INPUT FOR THIS TASK: Begin

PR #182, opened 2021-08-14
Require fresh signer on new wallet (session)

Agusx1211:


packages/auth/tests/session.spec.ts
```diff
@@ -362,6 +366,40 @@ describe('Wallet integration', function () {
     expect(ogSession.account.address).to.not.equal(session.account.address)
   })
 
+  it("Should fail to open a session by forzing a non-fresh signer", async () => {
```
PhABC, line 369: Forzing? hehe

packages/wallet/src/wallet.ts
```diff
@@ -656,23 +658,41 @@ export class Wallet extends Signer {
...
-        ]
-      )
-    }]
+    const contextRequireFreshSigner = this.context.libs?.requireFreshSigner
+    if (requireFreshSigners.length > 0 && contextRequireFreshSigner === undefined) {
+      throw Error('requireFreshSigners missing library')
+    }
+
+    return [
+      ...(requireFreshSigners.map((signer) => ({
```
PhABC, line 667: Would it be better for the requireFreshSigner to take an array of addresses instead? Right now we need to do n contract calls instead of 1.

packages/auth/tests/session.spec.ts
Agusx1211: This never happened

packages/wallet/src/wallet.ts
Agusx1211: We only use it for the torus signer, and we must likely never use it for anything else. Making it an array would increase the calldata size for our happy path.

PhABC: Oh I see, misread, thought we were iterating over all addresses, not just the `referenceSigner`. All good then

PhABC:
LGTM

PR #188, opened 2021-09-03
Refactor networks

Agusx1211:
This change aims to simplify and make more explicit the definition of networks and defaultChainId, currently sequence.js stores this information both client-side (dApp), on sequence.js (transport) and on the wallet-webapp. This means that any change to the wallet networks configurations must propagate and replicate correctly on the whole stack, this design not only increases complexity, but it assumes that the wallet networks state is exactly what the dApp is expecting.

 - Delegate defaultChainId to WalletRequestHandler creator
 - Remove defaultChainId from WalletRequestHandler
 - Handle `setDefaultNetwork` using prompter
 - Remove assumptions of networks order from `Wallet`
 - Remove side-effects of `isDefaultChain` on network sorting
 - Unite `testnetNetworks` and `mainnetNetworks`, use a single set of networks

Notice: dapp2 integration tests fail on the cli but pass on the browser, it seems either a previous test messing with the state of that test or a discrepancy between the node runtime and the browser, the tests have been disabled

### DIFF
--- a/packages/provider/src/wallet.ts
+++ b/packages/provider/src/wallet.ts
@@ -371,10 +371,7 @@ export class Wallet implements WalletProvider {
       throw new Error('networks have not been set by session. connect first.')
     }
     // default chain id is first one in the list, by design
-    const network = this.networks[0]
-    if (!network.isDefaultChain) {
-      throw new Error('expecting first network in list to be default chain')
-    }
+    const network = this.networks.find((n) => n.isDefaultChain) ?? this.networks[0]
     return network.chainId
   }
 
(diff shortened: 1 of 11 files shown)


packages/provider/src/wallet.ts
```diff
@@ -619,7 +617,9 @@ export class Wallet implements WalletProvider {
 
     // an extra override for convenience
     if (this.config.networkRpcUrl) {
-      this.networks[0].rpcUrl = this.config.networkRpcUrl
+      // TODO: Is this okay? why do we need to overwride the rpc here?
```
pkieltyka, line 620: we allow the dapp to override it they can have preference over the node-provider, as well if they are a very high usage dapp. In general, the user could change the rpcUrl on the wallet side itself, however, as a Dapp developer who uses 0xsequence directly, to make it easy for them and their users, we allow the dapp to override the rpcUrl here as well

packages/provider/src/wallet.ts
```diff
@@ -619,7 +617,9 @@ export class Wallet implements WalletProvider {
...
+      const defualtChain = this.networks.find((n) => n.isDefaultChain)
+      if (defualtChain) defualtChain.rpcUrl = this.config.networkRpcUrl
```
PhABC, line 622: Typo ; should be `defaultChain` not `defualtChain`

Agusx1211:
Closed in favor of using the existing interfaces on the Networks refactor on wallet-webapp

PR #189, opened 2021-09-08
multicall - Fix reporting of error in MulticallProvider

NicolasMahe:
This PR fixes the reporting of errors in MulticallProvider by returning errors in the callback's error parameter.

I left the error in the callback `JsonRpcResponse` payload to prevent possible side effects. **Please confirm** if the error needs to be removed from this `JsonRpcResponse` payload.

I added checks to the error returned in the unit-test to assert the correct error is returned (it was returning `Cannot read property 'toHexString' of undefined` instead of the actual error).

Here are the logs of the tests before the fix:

INPUT FOR THIS TASK: End

Read the listing above, then copy every line that includes the string "undefined".

:: ANSWER TO THE EXERCISE ::
+    if (requireFreshSigners.length > 0 && contextRequireFreshSigner === undefined) {
I added checks to the error returned in the unit-test to assert the correct error is returned (it was returning `Cannot read property 'toHexString' of undefined` instead of the actual error).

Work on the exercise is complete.